(Stored data)
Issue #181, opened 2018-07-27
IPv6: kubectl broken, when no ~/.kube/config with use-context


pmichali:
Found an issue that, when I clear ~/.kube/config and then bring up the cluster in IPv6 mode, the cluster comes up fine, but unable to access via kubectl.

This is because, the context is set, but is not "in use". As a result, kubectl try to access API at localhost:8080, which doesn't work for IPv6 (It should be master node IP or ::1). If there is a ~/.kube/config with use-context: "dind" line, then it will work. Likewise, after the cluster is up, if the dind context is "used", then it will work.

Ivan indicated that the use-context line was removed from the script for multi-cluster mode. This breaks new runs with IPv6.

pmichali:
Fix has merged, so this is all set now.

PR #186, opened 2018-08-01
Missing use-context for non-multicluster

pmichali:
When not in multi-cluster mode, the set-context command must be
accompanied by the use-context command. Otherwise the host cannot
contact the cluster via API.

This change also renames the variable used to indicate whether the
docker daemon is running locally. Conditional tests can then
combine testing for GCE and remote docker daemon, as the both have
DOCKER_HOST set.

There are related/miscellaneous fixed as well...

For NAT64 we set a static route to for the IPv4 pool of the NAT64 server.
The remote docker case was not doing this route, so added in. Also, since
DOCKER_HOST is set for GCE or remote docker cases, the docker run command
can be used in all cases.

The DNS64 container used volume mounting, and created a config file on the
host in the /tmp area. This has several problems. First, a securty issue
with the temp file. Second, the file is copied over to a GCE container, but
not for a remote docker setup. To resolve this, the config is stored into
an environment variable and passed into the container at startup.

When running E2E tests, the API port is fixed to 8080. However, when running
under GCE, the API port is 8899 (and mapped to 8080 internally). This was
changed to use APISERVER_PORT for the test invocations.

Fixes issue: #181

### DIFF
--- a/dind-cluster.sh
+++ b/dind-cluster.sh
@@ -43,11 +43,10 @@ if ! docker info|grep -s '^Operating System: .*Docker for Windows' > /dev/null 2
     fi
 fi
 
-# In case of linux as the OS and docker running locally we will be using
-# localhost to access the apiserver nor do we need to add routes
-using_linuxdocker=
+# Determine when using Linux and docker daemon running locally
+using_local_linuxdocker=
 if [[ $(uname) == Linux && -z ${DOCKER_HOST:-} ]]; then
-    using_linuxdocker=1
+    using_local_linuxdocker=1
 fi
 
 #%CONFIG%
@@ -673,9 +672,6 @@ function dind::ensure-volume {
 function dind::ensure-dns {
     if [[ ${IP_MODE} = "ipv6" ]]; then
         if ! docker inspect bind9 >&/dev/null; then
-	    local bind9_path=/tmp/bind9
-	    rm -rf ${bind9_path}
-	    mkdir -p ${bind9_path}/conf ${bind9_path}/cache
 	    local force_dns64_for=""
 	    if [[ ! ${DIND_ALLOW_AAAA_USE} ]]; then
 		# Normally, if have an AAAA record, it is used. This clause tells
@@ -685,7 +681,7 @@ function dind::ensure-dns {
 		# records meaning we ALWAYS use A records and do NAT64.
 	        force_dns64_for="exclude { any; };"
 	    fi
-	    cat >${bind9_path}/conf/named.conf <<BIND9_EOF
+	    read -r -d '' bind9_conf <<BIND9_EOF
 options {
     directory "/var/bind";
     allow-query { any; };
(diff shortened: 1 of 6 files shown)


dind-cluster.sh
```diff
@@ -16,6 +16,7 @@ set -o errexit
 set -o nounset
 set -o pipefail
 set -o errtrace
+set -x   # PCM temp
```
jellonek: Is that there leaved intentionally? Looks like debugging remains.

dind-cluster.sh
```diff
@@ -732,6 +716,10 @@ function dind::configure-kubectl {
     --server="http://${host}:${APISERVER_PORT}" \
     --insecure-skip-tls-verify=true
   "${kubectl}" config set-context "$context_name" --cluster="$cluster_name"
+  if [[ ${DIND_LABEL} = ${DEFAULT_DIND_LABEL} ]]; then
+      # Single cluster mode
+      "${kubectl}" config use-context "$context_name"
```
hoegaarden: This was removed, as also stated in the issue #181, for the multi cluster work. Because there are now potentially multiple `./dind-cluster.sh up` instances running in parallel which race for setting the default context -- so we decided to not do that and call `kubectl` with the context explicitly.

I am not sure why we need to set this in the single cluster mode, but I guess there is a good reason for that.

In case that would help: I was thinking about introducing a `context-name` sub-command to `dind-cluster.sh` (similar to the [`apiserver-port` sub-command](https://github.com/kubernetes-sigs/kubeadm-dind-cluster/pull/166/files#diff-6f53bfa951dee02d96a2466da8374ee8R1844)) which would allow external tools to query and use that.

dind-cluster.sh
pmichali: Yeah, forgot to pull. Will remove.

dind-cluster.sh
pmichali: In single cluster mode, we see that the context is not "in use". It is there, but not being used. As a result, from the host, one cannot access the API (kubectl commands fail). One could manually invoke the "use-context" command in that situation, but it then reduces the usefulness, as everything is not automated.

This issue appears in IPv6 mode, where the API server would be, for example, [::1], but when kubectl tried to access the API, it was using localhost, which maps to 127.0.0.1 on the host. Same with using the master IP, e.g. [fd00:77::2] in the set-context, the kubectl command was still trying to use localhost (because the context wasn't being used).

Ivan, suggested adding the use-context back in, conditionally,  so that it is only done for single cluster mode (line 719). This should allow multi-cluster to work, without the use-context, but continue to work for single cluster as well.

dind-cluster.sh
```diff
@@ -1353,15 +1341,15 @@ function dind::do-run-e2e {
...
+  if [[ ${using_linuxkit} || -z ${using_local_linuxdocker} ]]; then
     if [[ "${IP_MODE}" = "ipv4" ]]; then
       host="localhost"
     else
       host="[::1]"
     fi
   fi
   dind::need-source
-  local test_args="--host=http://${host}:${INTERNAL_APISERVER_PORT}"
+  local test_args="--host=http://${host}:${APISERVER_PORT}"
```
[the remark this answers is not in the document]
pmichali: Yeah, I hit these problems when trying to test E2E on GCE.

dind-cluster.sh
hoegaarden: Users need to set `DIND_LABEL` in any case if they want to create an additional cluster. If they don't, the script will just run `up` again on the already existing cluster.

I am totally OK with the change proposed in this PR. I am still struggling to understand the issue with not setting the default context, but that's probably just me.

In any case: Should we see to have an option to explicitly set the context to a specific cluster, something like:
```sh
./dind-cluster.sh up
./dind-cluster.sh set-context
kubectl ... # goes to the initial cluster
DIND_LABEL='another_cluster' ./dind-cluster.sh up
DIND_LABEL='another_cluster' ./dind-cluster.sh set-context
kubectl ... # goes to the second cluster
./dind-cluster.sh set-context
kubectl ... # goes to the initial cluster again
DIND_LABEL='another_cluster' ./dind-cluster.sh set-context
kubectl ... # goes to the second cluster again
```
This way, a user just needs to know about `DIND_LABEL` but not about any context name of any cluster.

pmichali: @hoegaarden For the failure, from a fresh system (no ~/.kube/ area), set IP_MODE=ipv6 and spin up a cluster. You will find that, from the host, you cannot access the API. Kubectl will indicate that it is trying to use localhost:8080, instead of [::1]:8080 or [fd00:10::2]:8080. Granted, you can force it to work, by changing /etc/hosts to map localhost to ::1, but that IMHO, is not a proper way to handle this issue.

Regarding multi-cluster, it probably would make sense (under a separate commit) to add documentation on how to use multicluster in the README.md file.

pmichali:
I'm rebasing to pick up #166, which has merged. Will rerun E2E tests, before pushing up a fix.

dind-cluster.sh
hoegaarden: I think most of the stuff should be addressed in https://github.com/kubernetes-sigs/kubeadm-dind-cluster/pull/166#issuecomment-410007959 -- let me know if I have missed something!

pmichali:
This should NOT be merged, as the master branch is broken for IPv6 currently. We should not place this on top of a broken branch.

**ASSIGNED TASK:** Output only an exact transcription of the lines above from the one with "(diff shortened: 1 of 6 files shown)" up to and including the one with "jellonek: Is that".

**YOUR RESPONSE:**
(diff shortened: 1 of 6 files shown)


dind-cluster.sh
```diff
@@ -16,6 +16,7 @@ set -o errexit
 set -o nounset
 set -o pipefail
 set -o errtrace
+set -x   # PCM temp
```
jellonek: Is that there leaved intentionally? Looks like debugging remains.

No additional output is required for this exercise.